The project, a private-public partnership between Beijing Goldenway Bio-tech Company (BGB) and the local government, based outside of Chengdu in Sichuan province, aims to solve two problems simultaneously: food waste and soil health. BGB collects urban food waste, and uses its patented technology and equipment to process it into a soil conditioner product. The company then works with local partners and thousands of farmers to provide data, training, and certification to ensure soil quality improvement.
The Goldenway project not only solves a waste problem; it also illustrates the benefits of a circular economic loop, with waste becoming a new, commercially valuable product. The government has been promoting the benefits of a “circular economy,” which sees products getting recycled instead of scrapped, as a key strategy in attaining sustainable economic growth.
The environmental benefits of reprocessing food waste are clear. According to the UN’s FAO, global food waste generates 4.4 Gigatons of CO2 annually, or about 8% of total anthropogenic greenhouse gas emissions.
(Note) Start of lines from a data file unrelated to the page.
PR #400, opened 2020-05-30
Add checkasm and arm64/aarch64 assembly

rcombs:
This comes from x264 -> ffmpeg -> dav1d, tweaked a little at each step along the way (and now tweaked a bit here). It has a few very useful applications:
- Testing existing functions to ensure they behave as expected for randomized input. From this testing I discovered that our be_blur ASM needed 1px more padding than we were giving it.
- Doing test-driven development of new ASM routines. No more just running code on some random test files and comparing PNG output.
- Benchmarking function variants (both during and after development) to see how their performance compares. While doing this, I discovered that a few of my old AVX2 routines are actually slower than the SSE2 versions, so I've disabled them until we can see if faster AVX2 versions are possible.
- Testing multiple variants of functions without screwing around with ifdefs in the source.

Run `make check` for the new tests, and `make bench` for the benchmarks.

### DIFF
--- a/.gitignore
+++ b/.gitignore
@@ -21,6 +21,7 @@ Makefile.in
 /test/test*
 /compare/compare*
 /profile/profile*
+/checkasm/checkasm*
 
 # pkgconfig
 /libass.pc
@@ -37,3 +38,4 @@ Makefile.in
 /ltmain.sh
 /missing
 /m4
+/test-driver
--- a/.gitignore
+++ b/.gitignore
@@ -19,9 +19,14 @@ Makefile.in
 
 # Test programs
 /test/test*
+!/test/test.c
 /compare/compare*
+!/test/compare/compare.c
 /profile/profile*
+!/profile/profile.c
 /checkasm/checkasm*
+!/checkasm/checkasm.c
+!/checkasm/checkasm.h
 
 # pkgconfig
 /libass.pc
--- a/Makefile.am
+++ b/Makefile.am
@@ -16,5 +16,8 @@ if ENABLE_PROFILE
     profile = profile
 endif
 
-SUBDIRS = libass $(test) $(compare) $(profile)
+if ASM
+    checkasm = checkasm
+endif
 
+SUBDIRS = libass $(test) $(compare) $(profile) $(checkasm)
--- a/checkasm/be_blur.c
+++ b/checkasm/be_blur.c
@@ -1,0 +1,72 @@
+/*
+ * Copyright (C) 2020 rcombs <rcombs@rcombs.me>
+ *
+ * This file is part of libass.
+ *
+ * Permission to use, copy, modify, and distribute this software for any
+ * purpose with or without fee is hereby granted, provided that the above
+ * copyright notice and this permission notice appear in all copies.
+ *
+ * THE SOFTWARE IS PROVIDED "AS IS" AND THE AUTHOR DISCLAIMS ALL WARRANTIES
+ * WITH REGARD TO THIS SOFTWARE INCLUDING ALL IMPLIED WARRANTIES OF
+ * MERCHANTABILITY AND FITNESS. IN NO EVENT SHALL THE AUTHOR BE LIABLE FOR
+ * ANY SPECIAL, DIRECT, INDIRECT, OR CONSEQUENTIAL DAMAGES OR ANY DAMAGES
+ * WHATSOEVER RESULTING FROM LOSS OF USE, DATA OR PROFITS, WHETHER IN AN
+ * ACTION OF CONTRACT, NEGLIGENCE OR OTHER TORTIOUS ACTION, ARISING OUT OF
+ * OR IN CONNECTION WITH THE USE OR PERFORMANCE OF THIS SOFTWARE.
+ */
+
+#include "checkasm.h"
+
+#include "ass_bitmap.h"
+
+#define HEIGHT 8
+#define STRIDE 64
+#define MIN_WIDTH 2
+
+static void check_be_blur(BeBlurFunc func)
+{
+    if (check_func(func, "be_blur")) {
+        ALIGN(uint8_t buf_ref[STRIDE * HEIGHT], 32);
+        ALIGN(uint8_t buf_new[STRIDE * HEIGHT], 32);
+        ALIGN(uint16_t tmp[STRIDE * 2], 32);
+        declare_func(void,
+                     uint8_t *buf, intptr_t stride,
+                     intptr_t width, intptr_t height, uint16_t *tmp);
+
+        for (int w = MIN_WIDTH; w <= STRIDE; w++) {
+            memset(buf_ref, 0, sizeof(buf_ref));
+            memset(buf_new, 0, sizeof(buf_new));
+            for (int y = 0; y < HEIGHT; y++) {
+                for (int x = 0; x < w; x++)
+                    buf_ref[y * STRIDE + x] = buf_new[y * STRIDE + x] = rnd();
+            }
+
+            memset(tmp, 0, sizeof(tmp));
+            call_ref(buf_ref, STRIDE,
+                     w, HEIGHT, tmp);
+            memset(tmp, 0, sizeof(tmp));
+            call_new(buf_new, STRIDE,
+                     w, HEIGHT, tmp);
+
+            for (int i = 0; i < HEIGHT; i++) {
+                if (memcmp(buf_ref + STRIDE * i,
+                           buf_new + STRIDE * i,
+                           w)) {
+                    fail();
+                    goto fail;
+                }
+            }
+        }
+
+        fail:
+        bench_new(buf_new, STRIDE, STRIDE, HEIGHT, tmp);
+    }
+
+    report("be_blur");
+}
+
+void checkasm_check_be_blur(const BitmapEngine *engine)
+{
+    check_be_blur(engine->be_blur);
+}
--- a/checkasm/checkasm.c
+++ b/checkasm/checkasm.c
@@ -1,0 +1,797 @@
+/*
+ * Copyright © 2018, VideoLAN and dav1d authors
+ * Copyright © 2018, Two Orioles, LLC
+ * All rights reserved.
+ *
+ * Redistribution and use in source and binary forms, with or without
+ * modification, are permitted provided that the following conditions are met:
+ *
+ * 1. Redistributions of source code must retain the above copyright notice, this
+ *    list of conditions and the following disclaimer.
+ *
+ * 2. Redistributions in binary form must reproduce the above copyright notice,
+ *    this list of conditions and the following disclaimer in the documentation
+ *    and/or other materials provided with the distribution.
+ *
+ * THIS SOFTWARE IS PROVIDED BY THE COPYRIGHT HOLDERS AND CONTRIBUTORS "AS IS" AND
+ * ANY EXPRESS OR IMPLIED WARRANTIES, INCLUDING, BUT NOT LIMITED TO, THE IMPLIED
+ * WARRANTIES OF MERCHANTABILITY AND FITNESS FOR A PARTICULAR PURPOSE ARE
+ * DISCLAIMED. IN NO EVENT SHALL THE COPYRIGHT OWNER OR CONTRIBUTORS BE LIABLE FOR
+ * ANY DIRECT, INDIRECT, INCIDENTAL, SPECIAL, EXEMPLARY, OR CONSEQUENTIAL DAMAGES
+ * (INCLUDING, BUT NOT LIMITED TO, PROCUREMENT OF SUBSTITUTE GOODS OR SERVICES;
+ * LOSS OF USE, DATA, OR PROFITS; OR BUSINESS INTERRUPTION) HOWEVER CAUSED AND
+ * ON ANY THEORY OF LIABILITY, WHETHER IN CONTRACT, STRICT LIABILITY, OR TORT
+ * (INCLUDING NEGLIGENCE OR OTHERWISE) ARISING IN ANY WAY OUT OF THE USE OF THIS
+ * SOFTWARE, EVEN IF ADVISED OF THE POSSIBILITY OF SUCH DAMAGE.
+ */
+#include "tests/checkasm/checkasm.h"
+
+#include <math.h>
+#include <stdarg.h>
+#include <stdio.h>
+#include <string.h>
+
+#include "src/cpu.h"
+
+#ifdef _WIN32
+#include <windows.h>
+#define COLOR_RED    FOREGROUND_RED
+#define COLOR_GREEN  FOREGROUND_GREEN
+#define COLOR_YELLOW (FOREGROUND_RED|FOREGROUND_GREEN)
+
+static unsigned get_seed(void) {
+    return GetTickCount();
+}
+#else
+#include <unistd.h>
+#include <signal.h>
+#include <time.h>
+#ifdef __APPLE__
+#include <mach/mach_time.h>
+#endif
+#define COLOR_RED    1
+#define COLOR_GREEN  2
+#define COLOR_YELLOW 3
+
+static unsigned get_seed(void) {
+#ifdef __APPLE__
+    return (unsigned) mach_absolute_time();
+#elif defined(HAVE_CLOCK_GETTIME)
+    struct timespec ts;
+    clock_gettime(CLOCK_MONOTONIC, &ts);
+    return (unsigned) (1000000000ULL * ts.tv_sec + ts.tv_nsec);
+#endif
+}
+#endif
+
+/* List of tests to invoke */
+static const struct {
+    const char *name;
+    void (*func)(void);
+} tests[] = {
+    { "msac", checkasm_check_msac },
+#if CONFIG_8BPC
+    { "cdef_8bpc", checkasm_check_cdef_8bpc },
+    { "filmgrain_8bpc", checkasm_check_filmgrain_8bpc },
+    { "ipred_8bpc", checkasm_check_ipred_8bpc },
+    { "itx_8bpc", checkasm_check_itx_8bpc },
+    { "loopfilter_8bpc", checkasm_check_loopfilter_8bpc },
+    { "looprestoration_8bpc", checkasm_check_looprestoration_8bpc },
+    { "mc_8bpc", checkasm_check_mc_8bpc },
+#endif
+#if CONFIG_16BPC
+    { "cdef_16bpc", checkasm_check_cdef_16bpc },
+    { "filmgrain_16bpc", checkasm_check_filmgrain_16bpc },
+    { "ipred_16bpc", checkasm_check_ipred_16bpc },
+    { "itx_16bpc", checkasm_check_itx_16bpc },
+    { "loopfilter_16bpc", checkasm_check_loopfilter_16bpc },
+    { "looprestoration_16bpc", checkasm_check_looprestoration_16bpc },
+    { "mc_16bpc", checkasm_check_mc_16bpc },
+#endif
+    { 0 }
+};
+
+/* List of cpu flags to check */
+static const struct {
+    const char *name;
+    const char *suffix;
+    unsigned flag;
+} cpus[] = {
+#if ARCH_X86
+    { "SSE2",               "sse2",      DAV1D_X86_CPU_FLAG_SSE2 },
+    { "SSSE3",              "ssse3",     DAV1D_X86_CPU_FLAG_SSSE3 },
+    { "SSE4.1",             "sse4",      DAV1D_X86_CPU_FLAG_SSE41 },
+    { "AVX2",               "avx2",      DAV1D_X86_CPU_FLAG_AVX2 },
+    { "AVX-512 (Ice Lake)", "avx512icl", DAV1D_X86_CPU_FLAG_AVX512ICL },
+#elif ARCH_AARCH64 || ARCH_ARM
+    { "NEON",               "neon",      DAV1D_ARM_CPU_FLAG_NEON },
+#elif ARCH_PPC64LE
+    { "VSX",                "vsx",       DAV1D_PPC_CPU_FLAG_VSX },
+#endif
+    { 0 }
+};
+
+typedef struct CheckasmFuncVersion {
+    struct CheckasmFuncVersion *next;
+    void *func;
+    int ok;
+    unsigned cpu;
+    int iterations;
+    uint64_t cycles;
+} CheckasmFuncVersion;
+
+/* Binary search tree node */
+typedef struct CheckasmFunc {
+    struct CheckasmFunc *child[2];
+    CheckasmFuncVersion versions;
+    uint8_t color; /* 0 = red, 1 = black */
+    char name[];
+} CheckasmFunc;
+
+/* Internal state */
+static struct {
+    CheckasmFunc *funcs;
+    CheckasmFunc *current_func;
+    CheckasmFuncVersion *current_func_ver;
+    const char *current_test_name;
+    const char *bench_pattern;
+    size_t bench_pattern_len;
+    int num_checked;
+    int num_failed;
+    int nop_time;
+    unsigned cpu_flag;
+    const char *cpu_flag_name;
+    const char *test_name;
+    unsigned seed;
+    int bench_c;
+    int verbose;
+    int function_listing;
+#if ARCH_X86_64
+    void (*simd_warmup)(void);
+#endif
+} state;
+
+/* float compare support code */
+typedef union {
+    float f;
+    uint32_t i;
+} intfloat;
+
+static uint32_t xs_state[4];
+
+static void xor128_srand(unsigned seed) {
+    xs_state[0] = seed;
+    xs_state[1] = ( seed & 0xffff0000) | (~seed & 0x0000ffff);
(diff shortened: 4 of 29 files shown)


libass/ass_bitmap.c
```diff
@@ -370,13 +370,15 @@ void be_blur_post(uint8_t *buf, intptr_t w, intptr_t h, intptr_t stride)
...
-        return be;
+        return be + 1;
     if (be <= 7)
-        return 4;
-    if (be <= 123)
         return 5;
-    return FFMAX(128 - be, 0);
+    if (be <= 123)
+        return 6;
+    return FFMAX(128 - be, 0) + 2;
```
astiob, line 387: Hm. This is odd.

For one thing, you’re adding 2 in the last line but only 1 elsewhere. Also, the comment above this function should be updated to say something like, “One extra pixel is added to allow for vectorized code.”

Is the problem that the asm code is vectorized and writes to one byte past the last column/row, overrunning the buffer? But doesn’t this function affect the computed width and height of the bitmap, and therefore doesn’t this change merely cause the asm code to write _another_ byte past the last column/row, _still_ overrunning the buffer?

rcombs: It doesn't overrun, it just produces incorrect output when the input has nonzero data within 2px of the edge (don't ask me why, that comes straight from VSFilter).

checkasm/be_blur.c
```diff
@@ -0,0 +1,70 @@
...
+        declare_func(void,
+                     uint8_t *buf, intptr_t w, intptr_t h,
+                     intptr_t stride, uint16_t *tmp);
+
+        memset(buf_ref, 0, sizeof(buf_ref));
+        memset(buf_new, 0, sizeof(buf_new));
+
+        for (int y = 2; y < HEIGHT - 2; y++) {
+            for (int x = 2; x < WIDTH - 2; x++)
+                buf_ref[x + y * STRIDE] = buf_new[x + y * STRIDE] = rnd();
```
astiob, line 42: The pixel value range for \be is 0–64. I think you’re supplying 0–255 here. Could this be why you seem to see insufficient padding?

libass/ass_bitmap.c
astiob, line 387: In other news, just as my own comment above this function already says, at huge \be values, enough padding is needed for all intermediate values, so I think the last line with the `FFMAX` is wrong, and it should just return 5 (before your commit, or 6 after) in the default case. Of course, I wrote this code so it’s my own bug, if that’s right. I’m not sure what I was thinking, _especially_ because the comment clearly notes that intermediate values need large padding.

checkasm/be_blur.c
rcombs: See `ass_synth_blur`; the final iteration is on potentially-0-255 input.

astiob: Ah, right. I’d forgotten that. (Even though I probably wrote that…)

libass/ass_cpu.h
```diff
@@ -0,0 +1,37 @@
...
+ * ACTION OF CONTRACT, NEGLIGENCE OR OTHER TORTIOUS ACTION, ARISING OUT OF
+ * OR IN CONNECTION WITH THE USE OR PERFORMANCE OF THIS SOFTWARE.
+ */
+
+#ifndef LIBASS_CPU_H
+#define LIBASS_CPU_H
+
+typedef enum ASS_CPUFlags {
+    ASS_CPU_FLAG_NONE = 0x00,
+#define ASS_CPU_FLAG_NONE          0x00
```
MrSmile, line 24: Why that cannot be an enum member instead of the define?

libass/ass_cpu.h
```diff
@@ -0,0 +1,37 @@
...
+#define ASS_CPU_FLAG_X86_SSE2      0x02
+#define ASS_CPU_FLAG_X86_AVX       0x04
+#define ASS_CPU_FLAG_X86_AVX2      0x08
+#define ASS_CPU_FLAG_X86_AVX512ICL 0x10
+    ASS_CPU_FLAG_MAX  = (ASS_CPU_FLAG_X86_AVX512ICL << 1) - 1,
+} ASS_CPUFlags;
+
+void ass_set_cpu_flags_mask(ASS_CPUFlags mask);
+
+ASS_CPUFlags ass_get_cpu_flags(void);
```
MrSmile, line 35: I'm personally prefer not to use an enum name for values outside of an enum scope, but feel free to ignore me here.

Prize winner BGB estimates that recycling one ton of kitchen waste using its process can reduce the equivalent of 1.03 tons of CO2 emissions.
In a recent interview with NPR, Renmin University Professor of Environmental Economy and Management Song Guojun said that China could sharply cut its emissions from garbage incineration by asking people to sort their garbage.
Meanwhile, the recent cartoon hip-hop video, released by the state-run Xinhua News Agency, suggests that the government is serious about raising public awareness about its new garbage sorting initiative.
“How many years have we talked about sorting garbage?” the rappers sing, “Recycling is the way to reduce harm and make our home beautiful / If we sort garbage correctly, it becomes a resource / We’ll work together to improve environmental awareness.”